Last night, Jeff Banister gave a one-word explanation in response to the number of Rangers hit by pitches. That word was “puzzling.” Today, as the Rangers manager sat in the same seat in front of the same reporters, he used the word again. “Yeah, quite puzzling,” he began…
The puzzle pieces that were dumped from the box last night were dashed across the table in the top of the fifth inning Sunday, after a 3-0 pitch from Andrew Cashner hit Marwin Gonzalez. After a combined five batters hit by pitches yesterday, home plate umpire Stu Shuerwater deemed it necessary to warn both dugouts, and both managers promptly came out to argue.
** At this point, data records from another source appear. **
Issue #271, opened 2017-01-19
My findings and suggestions


sasso:
After working on this project I would like to share some of my findings and give some suggestions on how we can improve it. This is my view and I would love to hear maintainers thoughts on this and get a better sense of what your roadmap is and where you see this project in 3 months.

**1. ETCD deployment and management should not be a part of this project.**
This is one of the biggest issues for me and it makes running this project in production a real pain. It would be amazing if this could be managed with a tool like https://github.com/crewjam/etcd-aws or something similar. This would bring stability and security when dealing with ETCD.

**2. Project should be focused on both new and existing infrastructures**
By using resource tags like `Kube-AWS: <cluster>-etcd-node`, `Kube-AWS: <cluster>-worker`, `Kube-AWS: <cluster>-subnet` we would be able to reconstruct state and generate better CF templates. Based on state findings we could decide if we need to create new resources or if we should reuse existing ones.

**3. Node pools should be more tightly integrated**
There is a lot of separation between main cluster and node pools. It would be nice if we would only have controller at the top level and then worker pools that could all reside in one cluster config for easier maintenance. You would inherit default options and if needed override them on a node cluster level. It would also be nice if controller and node clusters would be a separated CF's as there is no big dependency between them

**4. Extending should be easy**
With hooks we could inject custom unit files that would allow us to extend the system and support some custom needs that you don't want in master

**5. No experimental tags**
It makes no sense to me to have experimental tags, in the long run it only makes more work for developers and users as they need to modify their templates. It would also be nice to break CF into smaller pieces and include parts/features when needed. By doing that we would move if's and loops out of templates and make codebase more maintainable.

Overall this is a great project and I'm looking forward to seeing it grow and mature. Great work guys!

redbaron:
Here is my view:

1. don't agree, but **optionally** being able to point to existing etcd cluster and not to create it is a good feature to have.
2.you mean make kube-aws adopt existing setups? generally not possible, as existing resources cannot be "imported" into CF template. achieving this goal would mean ditching CF and move towards kops model. Use of CF is a huge win for **kube-aws**  for multiple reasons, freedom of customization is just one of them.
3. totally agree, see https://github.com/coreos/kube-aws/issues/238#issuecomment-272352977
4. already possibly by utilizing git workflow roughly described in a discussion https://github.com/coreos/kube-aws/issues/238#issuecomment-272047491 and below
5. agreee


I'd like to add another point:
[...]

Issue #238, opened 2017-01-12
Support the use-case to manage multiple kube-aws clusters' configurations optionally inheriting organization-specific customizations with a version control system like Git


redbaron:
We use git branching to track customizations on top of kube-aws generated CF/userdata. Having nodepools as a separate level with arbitrary paths complicates things for us. It also leads to not insignificant code duplication in `nodepool/`.

What was justification for such split? would you consider PR which manages nodepools as part of stack-template.json? Either embedded or as a nested CF stack.

mumoshu:
@redbaron We've split templates to:

* Avoid the size limitation of cfn stack templates and
* To quit hard-coding vars like vpcID, routeTableID, workerSecurityGroupIds into the resulting/exported cfn template (#195 is wip) in the future

Also, would you mind sharing me example(s) of the "insignificant code duplication" you've mentioned? Anyways I guess we could fix that separately without embedded/nested CF stack.

mumoshu:
Could you also share your thoughts on how would the whole files and directories would be structured after the change you've wanted, or does fixing just `stack-template.json` solve your issue?

redbaron:
OK, lets discuss that:
 * AFAIK stack size limitation when using s3 bucket and current main stack already reaches that size.
 * They are already "hardcoded" for main template, right? If nodepool is just another ASG in main CF or a nested CF stack which uses values from parent, how is it worse than what we have now?
 * From the brief look `nodepool/config/config.go` is a subset of `config/config.go`: validation, ClusterFromFile and other funcs are pretty much mirroring what is already coded in config/config.go.

redbaron:
> Could you also share your thoughts on how would the whole files and directories would be structured after the change you've wanted, or does fixing just stack-template.json solve your issue?

Well, having one `cluster.yaml` and one `stack-template.json` seems to be capable of supporting nodepools just fine. Luckily there is worker userdata is already reused

mumoshu:
Thanks for the additional info!

> Well, having one cluster.yaml and one stack-template.json seems to be capable of supporting nodepools just fine. Luckily there is worker userdata is already reused

Sorry for missing the context here but anyways I'd like to inform that user-data/cloud-config-worker is managed separately among a main stack and node pools to allow customization per main/node pool.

One of them left the field first, and the other left more permanently, as first base umpire Tripp Gibson III ejected Banister. You can see the skipper’s full comments on the issue below (or if it’s not showing up for you, you can click here).
Needless to say, he was not thrilled with the decision. As he exited the field, he twice gestured to Gibson that he, too, was being ejected, and should hit the showers early.
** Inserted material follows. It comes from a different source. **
PR #316, opened 2017-02-10
Minimal RBAC policies

### LINKED ISSUE #230: RBAC feature should also provide minimally needed roles
I enabled the RBAC feature, and then found that "everything was broken" :)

Gibson remained in the game.
Oh right, and there was a baseball game. Andrew Cashner and Dallas Keuchel had a much-anticipated beard-off in Arlington, and while Cashner’s Mountain Man Face-Mop won decisively over Keuchel’s Pharoah-Inspired Consummate V, it was Keuchel that emerged victorious in the pitcher’s duel, as each starter took turns deftly maneuvering through the valley of the shadow of runs.
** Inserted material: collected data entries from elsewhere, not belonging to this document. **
PR #328, opened 2017-02-16
Fix a typo in a image reference

ankon:


mumoshu:
Good catch! Thanks for your contribution 👍

PR #329, opened 2017-02-17
Fix various minor typos

ankon:


mumoshu:
Thanks as always, @ankon 🙏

Each team had a number of stellar defensive plays: Elvis Andrus had a Jeter-jump in the top of the second to retire Marwin Gonzalez. Yulieski Gurriel dove into the first base foul line to to rob Rougned Odor, then later caught a rocket of a Joey Gallo line drive to double off Drew Robinson and end a Rangers threat. And let’s not forget perhaps the best outfield play of the Rangers’ season, where Delino DeShields tracked down a Derek Fisher fly ball, diving into the left field corner to make the catch, and jumping up to fire the ball back in, doubling off Carlos Beltran. But in the end, it was a sequence of two would-have-been-phenomenal plays that weren’t made that sent Houston out of town with the win.
Houston had struck first; Jose Altuve hit a one-out solo home run to right field in the fourth inning. Adrian Beltre, likewise, hit a solo home run to right field in the bottom of the sixth to tie it up.
And it was here, in the top of the seventh, where The Almost and The Nearly occured: Yulieski Gurriel hit a ball that sent Carlos Gomez sprinting toward’s Greene’s hill. When the two rendezvoused at the place where dirt meets pads, Gomez leapt to cover the final few feet of distance. The ball announced its arrival by bouncing off of:
- Gomez’ glove
- the center field wall
- Gomez’ shoulder
- the warning track.
One batter later, with Gurriel at third after a Marwin Gonzalez groundout, Beltran blooped a ball to shallow left field. DeShields sprinted in and dove again. But this time, he came up just short. As the ball bounced past him and into left field, Gurriel trotted home to take the 2-1 lead.
That was all Houston would need. Despite multiple innings where Texas would put runners in scoring position, the Rangers were unable to tie it up, going 0-for-7 with runners in scoring position. Credit the Houston bullpen: they made the pitches when they needed to, and the defense played well behind them. Sometimes, you just don’t win a baseball game.
Texas did take two of three from the Astros, and while a sweep would have been preferable, it’s hard to complain about winning a series against the division leader. The Rangers will sleep it off and welcome the Detroit Tigers tomorrow.